▸ RECORDS FOR THE TASK
PR #259, opened 2015-08-12
Should not throw message generator

### LINKED ISSUE #220: Should.NotThrow message generator
```
Shouldly.ShouldAssertException : 
    Should
        error 
    Shouldly.ShouldAssertException
        but does not
```

Is not great. Something like this would be better:

```
Shouldly.ShouldAssertException : 
   {code argument}
       should not throw but threw
   {exception type}
       with message
   {exception message}
```

yannisgu:
This PR will fix #220

I took the branch from @JoeMighty and started to implement the code to extract the expression passed to `Should.NotThrow`.  ~~At the moment in only works with the `Should.NotThrow(action, customMessage)` overload and only if action doesn't contain a comma (,). Also the tests proposed by @JakeGinnivan in #220 needs to be added.~~

The current code to extract the parameter counts the open and closing parenthesis and search for `,` or `)` to find the end of the parameter. I added some tests proposed by @JakeGinnivan but not all of them. Should I add more?

### DIFF
--- a/ShouldlyConvention.Tests/ShouldlyConvention.Tests.csproj
+++ b/ShouldlyConvention.Tests/ShouldlyConvention.Tests.csproj
@@ -101,6 +101,9 @@
       <Name>Shouldly</Name>
     </ProjectReference>
   </ItemGroup>
+  <ItemGroup>
+    <Service Include="{82A7F48D-3B50-4B1E-B82E-3ADA8210C358}" />
+  </ItemGroup>
   <Import Project="$(MSBuildToolsPath)\Microsoft.CSharp.targets" />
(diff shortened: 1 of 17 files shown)


JoeMighty:
Thanks for picking this one up and I'm glad what I've done is of help. I'm interested to see how extracting the arguments is done as that's the part I quickly got stuck on.

yannisgu:
Updated the current state in the PR description. From my point of view, ready for a review.

JakeGinnivan:
I have rebased this locally, tested and made it work for Should.Throw as well.

Nice work you two, this is an awesome addition. Will merge tomorrow

JoeMighty:
Cool! I did the easy bit, props to Yannisgu for tackling the hard part!

PR #261, opened 2015-08-20
Should not throw message generator

JakeGinnivan:


JakeGinnivan:
@JoeMighty @yannisgu went a bit further on the original PR

Can one of you review?

PR #317, opened 2015-10-02
ShouldNotBe error message PR

cmatskas:


src/Shouldly/ShouldlyMessage.cs
```diff
@@ -240,20 +240,21 @@ public string CreateExpectedErrorMessage()
...
-    {3}",
-                codePart, context.ShouldMethod.PascalToSpaced(), context.Expected.ToStringAwesomely(), context.Actual.ToStringAwesomely());
+            var message = string.Format(@"
+            {0}
+                {1}
+            {2}
+                but was
+            {3}",
+                codePart, context.ShouldMethod.PascalToSpaced(), context.Expected.ToStringAwesomely(),
+                context.ShouldMethod == "ShouldNotBe" ? string.Empty : context.Actual.ToStringAwesomely());
```
JoeMighty: I wonder whether it's worth moving this into a custom message generator? Thoughts @JakeGinnivan?

JakeGinnivan: Not sure it's worth splitting it, but we can use `context.IsNegatedAssertion` here instead

src/Shouldly/ShouldlyMessage.cs
```diff
@@ -240,20 +240,21 @@ public string CreateExpectedErrorMessage()
...
             var codePart = context.CodePart;
-            string message = string.Format(@"
-    {0}
-        {1}
-    {2}
-        but was
-    {3}",
-                codePart, context.ShouldMethod.PascalToSpaced(), context.Expected.ToStringAwesomely(), context.Actual.ToStringAwesomely());
+            var message = string.Format(@"
+            {0}
```
JakeGinnivan: Please fix the indenting of the string. This will put a heap of extra whitespace into the error messages.

src/Shouldly/ShouldlyMessage.cs
```diff
@@ -225,10 +225,10 @@ private string GenerateShouldMessage()
         public string CreateExpectedErrorMessage()
         {
             var format = @"
-    {0}
-        {1} {2}
-    {3}
-        but does{4}";
+            {0}
```
JakeGinnivan: Ditto, please correct the indenting

src/Shouldly/ShouldlyMessage.cs
```diff
@@ -240,20 +240,21 @@ public string CreateExpectedErrorMessage()
...
+                codePart, context.ShouldMethod.PascalToSpaced(), context.Expected.ToStringAwesomely(),
+                context.ShouldMethod == "ShouldNotBe" ? string.Empty : context.Actual.ToStringAwesomely());
 
             if (DifferenceHighlighter.CanHighlightDifferences(context))
             {
                 message += string.Format(@"
-        difference
-    {0}",
-                DifferenceHighlighter.HighlightDifferences(context));
+                difference
```
JakeGinnivan: Same here, fix indent

cmatskas: Morning guys, thanks for the feedback. Would it not be better if we used a StringBuilder instead to insert new lines and tabs where needed rather than relying on hardcoded white space?
Something along the lines of:

    var messageSb = new StringBuilder();
            messageSb.AppendLine(codePart);
            messageSb.AppendLine(string.Format("\t{0}", context.ShouldMethod.PascalToSpaced()));
            messageSb.AppendLine(context.Expected.ToStringAwesomely());
            messageSb.AppendLine("\tbut was");
            
            if (context.ShouldMethod != "ShouldNotBe")
            {
                messageSb.AppendLine(context.Actual.ToStringAwesomely());
            }

            if (DifferenceHighlighter.CanHighlightDifferences(context))
            {
                messageSb.AppendLine("\tdifference");
                messageSb.AppendLine(DifferenceHighlighter.HighlightDifferences(context));
            }

            return messageSb.ToString();

JakeGinnivan: Not as readable from a source point of view. Editors should not adjust these indents automatically as that is actually changing code?

cmatskas: @JakeGinnivan thanks for the response. I think Resharper was overly keen to fix indentation. I should have known better. I will revert the space changes and push that in. Thanks

JakeGinnivan: Hrrm, if you can reproduce that we should raise a bug. It shouldn't change the indentation of that..

cmatskas: Ha! I thought it was R#. I need more coffee! No bug here, nothing to see, move along :)

cmatskas:
Hey folks, any progress on this?

JoeMighty:
I think the only thing that's left is Jake's comment about using `context.IsNegatedAssertion`. Other than that it looks good to me.

src/Shouldly/ShouldlyMessage.cs
cmatskas: I'm not sure that Context.IsNegatedAssertion would work here. It returns true if the shouldMethod contains "Not" but we explicitly want to check for "ShouldNotBe". Maybe excent the context with a isShouldNotBe assertion? At some point, the explicit check will have to be done using a hard coded string, unless we introduce some kind of enum. Thoughts?

cmatskas:
OK, we've decided to use a new ShouldBeMessageGenerator to handle both positive and negative assertions. I'll get on with it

▸ PROBLEM TO SOLVE
Please state how many lines in the entries include the string "along", giving no more than the number.

▸ EXERCISE ANSWER
2